- Born: June 12, 1970 (age 56) Hanoi, Vietnam
- Education: Eötvös Loránd University, Yale University
- Organization(s): University of Hong Kong Rutgers University University of California, San Diego Microsoft Research Institute for Advanced Study

= Van H. Vu =

Vietnamese mathematician

Van H. Vu (Vũ Hà Văn) is a Vietnamese mathematician and a Professor of Mathematics at the University of Hong Kong. He was previously the Percey F. Smith Professor of Mathematics at Yale University.

==Education and career==

Vu was born in Hanoi (Vietnam) in 1970. He went to special math classes for gifted children at Chu Van An and Hanoi-Amsterdam high schools.
In 1987, he went to Hungary for his undergraduate studies, and in 1994, obtained his M.Sc in mathematics at the Faculty of Sciences of the Eötvös University, Budapest. His thesis supervisor was Tamás Szőnyi. He received his Ph.D. at Yale University in 1998 under the direction of László Lovász. He worked as a postdoc at IAS and Microsoft Research (1998-2001). He joined the University of California, San Diego as an assistant professor in 2001 and was promoted to full professor in 2005. In Fall 2005, he moved to Rutgers University and stayed there until he joined Yale in Fall 2011. Vu was a member at IAS on three occasions (1998, 2005, 2007), the last time, in 2007, as the leader of the special program Arithmetic Combinatorics.

==Contributions==
In his PhD thesis, Vu, together with Kim, developed a theory for concentration of measure of polynomials (and non-Lipschitz functions in general).
Later, as an application, he established a refinement of Waring's problem.

In 2003, Vu and Szemeredi solved the Erdos-Folkman problem, answering the following question: How dense a set of positive integers should be so every sufficiently large integer can be represented as a subsum?

In 2006, with Tao and Vu published their book "Additive Combinatorics". Together, they developed the Inverse Littlewood-Offord theory for anti-concentration.

In 2007, with Johansson and Kahn, Vu solved the Shamir conjecture in random graph theory. Among others, they established the sharp threshold for the existence of a perfect matching in a random hypergraph.
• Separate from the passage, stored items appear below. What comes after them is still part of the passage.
Issue #3698, opened 2019-01-23
Rebuilding search index takes a long time


chrislam:
### Description
Rebuilding the search index on my project is taking a very long time. At this point it seems to be about 10% done after about 3 hours.

It also seems that I need to keep the Search Indexes page open to continue rebuilding the search index and if it closes or my session ends I have to restart from the beginning.

It would be good if the rebuilding process could be more robust, not requiring the user to keep a window open and session active.
It could be a good idea to make this operation run as a job or multiple jobs working on batches of content.
Another idea could be to add a console command to rebuild the search index.

### Steps to reproduce

1. Click the Update search indexes button on the Search Indexes Utility screen.

### Additional info

- Craft version: Craft Pro 3.1.3
- PHP version: 7.2.5
- Database driver & version: MySQL 5.6.42
- Plugins & versions:
    - Contact Form 2.2.3
    - Contact Form Extensions 1.0.13
    - Contact Form Honeypot 1.0.2
    - Cookies 1.1.11
    - Element API 2.5.4
    - Queue Manager 1.1.0
    - Redactor 2.2.1
    - Scout 1.1.1
    - Super Table 2.1.5.1
    - Video Embedder 1.1.1

brandonkelly:
Craft 3.1.2 added an `index-assets` console command that you can use instead of the web-based utility. (#3595)

Sounds like that will work better for you :)

Run this to learn more about it:

```bash
./craft index-assets --help
```

chrislam:
That command seems to be solely for asset volumes, I am talking about the search index for content.

guyinpv:
I concur with this one.
I was just playing around and sort of accidentally clicked to rebuilt index for fun, not thinking it would be an all-day event.

Also found out the hard way I have to leave the page open.

I only have about 700 entries but this is going to take forever. 

I'm fine with it taking forever, but would be nice to not keep page open, or to at least have a progress bar or some kind of warning like "leave this page open!" and let me know when it's done, etc.

echantigny:
I'm also looking for a better way of doing this.  I have over 5000+ commerce products, 10000 users and a dozen pages.  It takes hours for me too of course.  A CLI command to trigger this would be great, with a progress visual if possible.  

And if that makes any sense, might be worth deleting/recreating the items one by one instead of clearing the whole table out before starting.  That way, any search functionality would still mostly work on the front end if anything needs to happen.

himynameisphil:
[...]

PR #4801, opened 2019-08-22
Remove references to search indexes

iparr:
This no longer exists, in settings or anywhere (?) according to https://github.com/craftcms/cms/issues/3698


brandonkelly:
Doh, thanks for pointing that out! It’s still possible to rebuild search indexes using the `resave` command, so I’ve updated the docs to point to that.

In 2010, Terence Tao and Vu solved the circular law conjecture in random matrix theory, which established the non-Hermitian version of Wigner semi-circle law.

In 2011, they proved the "four moment" theorem, establishing
universality of local law of eigenvalues of random matrices. Similar results were obtained around the same time by László Erdős, Horng-Tzer Yau, and Jun Yin.

==Awards and honors==
As a junior researcher, Vu was a recipient of an NSF Career Award and a Sloan fellowship.

In 2008 he was awarded the Pólya Prize of the Society for Industrial and Applied Mathematics for his work on concentration of measure.

In 2012, Vu was awarded the Fulkerson Prize (jointly with Anders Johansson and Jeff Kahn) for the solution of Shamir problem. Also in 2012, he became a fellow of the American Mathematical Society. In the same year, he was a Medallion lecturer at the 8th World congress in Probability and Statistics, Istanbul.

In 2014, he was an invited speaker at the ICM (Seoul). In 2020, he became a fellow of the Institute of Mathematical Statistics.